Robert Louis Stevenson has a special place in the hearts of
readers. He's one of those writers people feel they've become friends with through their
books. He inspires great fondness as well as admiration and his popularity has, if
anything, grown, perhaps because his outlook was remarkably modern.
Born in Edinburgh in 1850, he was a frail little boy who often had to stay in
bed while other children were playing out of doors, and through force of circumstance he
developed his imagination to entertain himself. His delightful book of poetry for
children, A Child's Garden of Verses, recalls those days in Heriot Row.
The Stevensons were a family of great engineers, but Robert
disappointed them by his absence of enthusiasm for a solid professional career. He was
never happy to conform for the sake of conformity. His marriage to a woman who was
considerably older than him raised eyebrows - even present-day commentators sometimes
suggest that Fanny Osbourne was primarily a mother figure to him.

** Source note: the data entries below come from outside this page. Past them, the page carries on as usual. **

PR #473, opened 2023-12-09
Refactor imports to be consistent with `edition = "2023_10"` 

TAdev0:
while doing this refactoring, i just noticed one thing :  i'm wondering if it is the normal behaviour that `zero()` function is not `inline always` in Zeroable trait, contrary to `is_zero` and `is_non_zero` functions? 
This means that when importing `use core::zeroable::Zeroable;`, calling `is_zero` and `is_non_zero`  is straightforward while `zero()` call needs `Zeroable::zero()`` syntax?

Also, it seems that both syntax compile in the cairo book example situation : 
```use core::zeroable::Zeroable;```
or 
``` use core::zeroable;``` 

Is this normal?

- - -
This change is [Reviewable](https://reviewable.io/reviews/cairo-book/cairo-book/473)

### CODE REVIEW

**Comment by enitrat** [comment]
> it is the normal behaviour that zero() function is not inline always in Zeroable trait, contrary to is_zero and is_non_zero functions?

Apparently that's handled automatically by the compiler so there's no need to inline

> is_zeroandis_non_zero is straightforward whilezero()call needsZeroable::zero()`` syntax?

The thing is, you call is_zero and non_zero on a certain type passed with the `self` keyword as parameter. But how can you call `zero()`, which doesn't expect any parameter, otherwise?

> Also, it seems that both syntax compile :
```use core::zeroable::Zeroable;````
or
 use core::zeroable;
 
hm, I don't know!

**Comment by TAdev0** [comment]
yeah i see what you mean for `zero()` function.

One last thing : 
for CH04 , no listing 08 , example was initially : 
```
use clone::Clone;
use array::ArrayTCloneImpl;
fn main() {
    let arr1 = ArrayTrait::<u128>::new();
    let arr2 = arr1.clone();
    ```

i modified it for : 
```
fn main() {
    let arr1 = ArrayTrait::<u128>::new();
    let arr2 = arr1.clone();
    ```
    Indeed, `use clone::Clone` is in the prelude so no need to import. But `ArrayTCloneImpl` is not in the prelude, and i think it is not necessary. I guess Clone trait is enough as `clone` method uses T as parameter, and T can be an array of T ?
    
   I feel like  `impl ArrayTCloneImpl<T, +Clone<T>, +Drop<T>> of Clone<Array<T>>` in array corelib might redondant with Clone generic trait?

**Comment by TAdev0** [comment]
Just to make sure everything is good - In my initial issue , you said: "A restricted version, which requires importing content from the prelude manually with use core::path::to:object (edition 2023_10)" 

Actually this is erroneous because edition 2023_10 actually doesn't need manual imports for traits in the restricted prelude ? But indeed path must be more explicit with "core::path::trait" for all other traits

**Comment by enitrat** [comment]
> Also , I should probably modify some part of text where it's written to import traits that we don't need to import with edition 2023-10. What do you think? And maybe add some infos in appendix E to explain the difference between preludes 2023-01 and 2023-10 ?

Yes to everything

> edition 2023_10 actually doesn't need manual imports for traits in the restricted prelude ? 

Interesting, I didn't know

> But ArrayTCloneImpl is not in the prelude, and i think it is not necessary. I guess Clone trait is enough as clone method uses T as parameter, and T can be an array of T ?

When the chapter was written it was necessary, nice to know it's not anymore!

**Comment by TAdev0** [comment]
In the issue you created with the prelude , you wrote : edit all Scarb.toml files to be edition = "2023_10" based.
For these items, remove all of their explicit imports inside cairo files.

So that was correct , items from prelude can me removed from imports. That's why I asked.

**Comment by TAdev0** [comment]
@enitrat  last commit should be good. I modified all sections in the book which required to be updated. 

There is just this `ArrayTCloneImpl` vs `TCopyClone` (why not `TCopyCloneImpl` in corelib? ) that i dont feel comfortable with. It might need an additional update in Appendix C Derivable traits. Indeed, the book says :
"This means all the fields or values in the type must also implement Clone to derive Clone."

But Clone<T> trait in corelib is :

```
pub trait Clone<T> {
    fn clone(self: @T) -> T;
}

impl TCopyClone<T, +Copy<T>> of Clone<T> {
    fn clone(self: @T) -> T {
        *self
    }
}
```
Doesn't this mean that all fields or values should implement Copy instead of Clone? Or that the overall array needs to implement Copy and not Clone?  I think i need some help to understand key differences between  `TCopyClone` and `ArrayTCloneImpl`.

**Comment by enitrat** [comment]
> impl TCopyClone<T, +Copy<T>> of Clone<T> {
    fn clone(self: @T) -> T {
        *self
    }
}

This is just the implementation of the `Clone` trait for all types that implement copy. 
As `Array` doesn't implement copy, you need to define a specific implementation of Clone, just for the Array type

File: listings/ch04-understanding-ownership/listing_03_03/src/lib.cairo
Comment (enitrat) [inline listings/ch04-understanding-ownership/listing_03_03/src/lib.cairo:1]: could you revert the formatting on this one please

File: listings/ch04-understanding-ownership/listing_03_04/src/lib.cairo
Comment (enitrat) [inline listings/ch04-understanding-ownership/listing_03_04/src/lib.cairo:1]: same

File: listings/ch11-advanced-features/no_listing_04_hash_poseidon/src/lib.cairo [hunk 1]
```diff
@@ -1,7 +1,7 @@
 //ANCHOR: import
-use pedersen::PedersenTrait;
-use poseidon::PoseidonTrait;
-use hash::{HashStateTrait, HashStateExTrait};
+use core::pedersen::PedersenTrait;
```
enitrat, line 2: do pedersen and poseidon need to be imported?

listings/ch11-advanced-features/no_listing_05_advanced_hash/src/lib.cairo
```diff
@@ -1,7 +1,7 @@
 //ANCHOR: import
-use poseidon::PoseidonTrait;
-use poseidon::poseidon_hash_span;
-use hash::{HashStateTrait, HashStateExTrait};
+use core::poseidon::PoseidonTrait;
```
enitrat, line 2: same - still required?

src/appendix-05-common-types-and-traits-and-cairo-prelude.md
```diff
@@ -22,6 +22,11 @@ imports. This prevents repetition and provides a better devX. This is what
 allows you to use `ArrayTrait::append()` or the `Default` trait without bringing
 them explicitly into scope.
 
+You can choose which prelude to use. For example, adding `edition = "2023_10"` in `scarb.toml` configuration file will provide you november 2023 version of the prelude.
```
enitrat, line 25:
```suggestion
You can choose which prelude to use. For example, adding `edition = "2023_10"` in `Scarb.toml` configuration file will load the prelude from October 2023, which is more restricted than the one from January 2023.
```

src/ch02-02-data-types.md
```diff
@@ -119,7 +119,7 @@ Here are some examples of declaring values by putting them between single quotes
 
 ### Type casting
 
-In Cairo, you can convert types scalar types from one type to another by using the `try_into` and `into` methods provided by the `TryInto` and `Into` traits, respectively.
+In Cairo, you can convert scalar types from one type to another by using the `try_into` and `into` methods provided by the `TryInto` and `Into` traits, respectively. These traits are included in the prelude and don't need to be explicitly imported.
```
enitrat, line 122:
```suggestion
In Cairo, you can convert scalar types from one type to another by using the `try_into` and `into` methods provided by the `TryInto` and `Into` traits from the core library.
```

imo: no need to specify unless it requires a specific import

src/ch03-01-arrays.md
```diff
@@ -1,6 +1,6 @@
 ## Arrays
 
-An array is a collection of elements of the same type. You can create and use array methods by importing the `array::ArrayTrait` trait.
+An array is a collection of elements of the same type. You can create and use array methods without explicitly importing the `array::ArrayTrait` trait, as it is included in the prelude.
```
enitrat, line 3:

Stevenson studied at Edinburgh University, in the Old Quad
situated directly opposite James Thin's bookshop on South Bridge. Though he loved books
and reading and his passionate ambition was to become a writer, he wasn't interested in
formal learning. He studied engineering for a session in 1867, then transferred to law,
becoming an advocate in 1875. But his heart just wasn't in it. As a student, he found fun
and distraction in Edinburgh pubs. One of his favourites was Rutherford's - it's still
there in Drummond Street, busy as ever.
Much as he loved Scotland, he felt stifled there by social
and family demands. A free and restless spirit, he became a great traveller despite
chronic ill health, and never failed to write up his experiences in books such as Inland
Voyage and Travels on a Donkey in the Cevennes. He and Fanny made good travel
companions, finally settling in 1889 on the gentle island of Samoa. The people there loved
him and called him Tusitala - teller of tales. He died in 1894 on his estate,
Vailima, at the age of forty-four, leaving unfinished Weir of Hermiston (published
posthumously in 1896), which some think would have been his masterpiece.
Stevenson is most strongly associated with Edinburgh, a city
whose dualism he chillingly characterised in The Strange Case of Dr Jekyll and Mr Hyde
(1886). However far away he travelled, images of life in Edinburgh filled his mind, as he
describes vividly in the following letter to his friend, Charles Baxter from Yacht Casco,
at sea, near the Paumotus in 1888:
'Last night as I lay under my blanket in the cockpit,
courting sleep all of a sudden I had a vision of - Drummond Street. It came on me like a
flash of lightning; I simply returned thither, and into the past. And when I remembered
all that I hoped and feared as I picked about Rutherford's in the rain and the east wind:
how I feared I should be a mere shipwreck, and yet timidly hoped not; how I feared I
should never have a friend, far less a wife, and yet passionately hoped I might; how I
hoped (if I did not take to drink) I should possibly write one little book I should like
the incident set upon a brass plate at the corner of that dreary thoroughfare, for all
students to read, poor devils, when their hearts are down.'
Stevenson's most famous adventure books, Treasure Island
and Kidnapped, first published in 1883 and 1886 respectively, are regarded as
classics. His work has inspired a remarkable diversity of interpretations from book
illustrators, from Charles Robinson's intriguing art nouveau drawings for A Child's
Garden of Verses to the dreamy dark images Mervyn Peake produced for Treasure Island.
Many of Robert Louis Stevenson's books are still in print, enthralling generation after
generation, and there are several first-rate RLS biographies available.